Sus esculturas surgen a partir de su visita a alguno de los «supermercados marítimos» que tiene perfectamente identificados en la costa santanderina. Es una forma de salirse de sí mismo en beneficio de la pura contemplación. Lo que observa en las maderas talladas caprichosamente por el mar le marca poderosamente el camino que va a llevar la obra, así el proceso estético resulta más sencillo, facilita la enajenación de lo particular (nuestras circunstancias) y permite la búsqueda de lo universal (la idea).
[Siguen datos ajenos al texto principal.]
PR #180, opened 2020-10-30
Add mypy test to CI

### LINKED ISSUE #160: Add `mypy` test to CI
We are currently writing type hints for all functions and classes, but never actually use them in testing pipeline.
It can be done by running `python3 -m mypy .` and now this produces dozens of errors. Some of them are valid bugs and using this information can be helpfull

- Fix current errors
- Add `mypy` to CI pipeline

Leave everything as is and use type hints only as a reference 

**Additional context**
image

zakajd:
Closes #160 

## Proposed Changes

  - `mypy.ini` with proper config
  - Fix existing errors
  - Add test to CI 

I had to add "--allow-redefinition" flag to ignore errors due to re-use of the same variable in the functions multiple times.
PyTorch is currently in progress of adding proper types, but currently there a lot of errors, so I ignore them (see `mypy.ini` file for details).

### DIFF
--- a/piq/brisque.py
+++ b/piq/brisque.py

Las esculturas que salen de sus manos tienen la impronta de los años que su colega el mar ha ido modelando. En inicio son estructuras sugerentes que excitan su exquisita sensibilidad, y le transportan a un estado de conciencia superior. En esa situación trabaja siempre fiel a la coherencia interna que le marca el devenir de los cambios formales que experimentan los materiales según los va manipulando. El resultado es una legión de personajes sorprendentes, habitantes deun mundo irreal, con la característica común, si se observan con la devoción precisa, de resultar mucho más reales que el mundo visible que nos rodea. No pretenden manifestar otra cosa que su propia existencia, como testimonios atemporales de la colaboración de dos colosos de la escultura. En esta muestra en la galería Balta, la cuarta que realizamos juntos, tras las de Amsterdam, Berlín y Madrid, las esculturas de Eloy Velazquez y mis pinturas respiran el mismo aire santanderino, reforzando mutuamente sus cualidades plásticas y espaciales. Ambas son obras recientes, que tienen una referencia no explícita a los mares interiores de los que surgen. Las mías tras la inmersión de casi tres meses en la ría de Ortigueira, las de Eloy de una vida con el colega marinero que le acompaña siempre.